EXERCISE DESCRIPTION:
Using the listing below, print the line that contains "We need the" and each line after it, exactly as shown, through the final one.

GIVEN ENTRIES:
---
PR #2108, opened 2021-06-18
[14.0][ADD] auditlog_report

kittiu:
cc @sebalix @hbrunn @StefanRijnhart 

We need the view auditlog.report that join log and lines so we can see detail in one table.  I.e., from a PO, to see log of both PO and PO Line.

image

Note: In fact, this is just the database view that is added. Should this be included in auditlog module?


sebalix:
IMO it makes sense to have such handy views included in the base module.

kittiu:
> IMO it makes sense to have such handy views included in the base module.

Thanks I will.

kittiu:
Move to https://github.com/OCA/server-tools/pull/2109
---
FINAL ANSWER:
We need the view auditlog.report that join log and lines so we can see detail in one table.  I.e., from a PO, to see log of both PO and PO Line.

image

Note: In fact, this is just the database view that is added. Should this be included in auditlog module?


sebalix:
IMO it makes sense to have such handy views included in the base module.

kittiu:
> IMO it makes sense to have such handy views included in the base module.

Thanks I will.

kittiu:
Move to https://github.com/OCA/server-tools/pull/2109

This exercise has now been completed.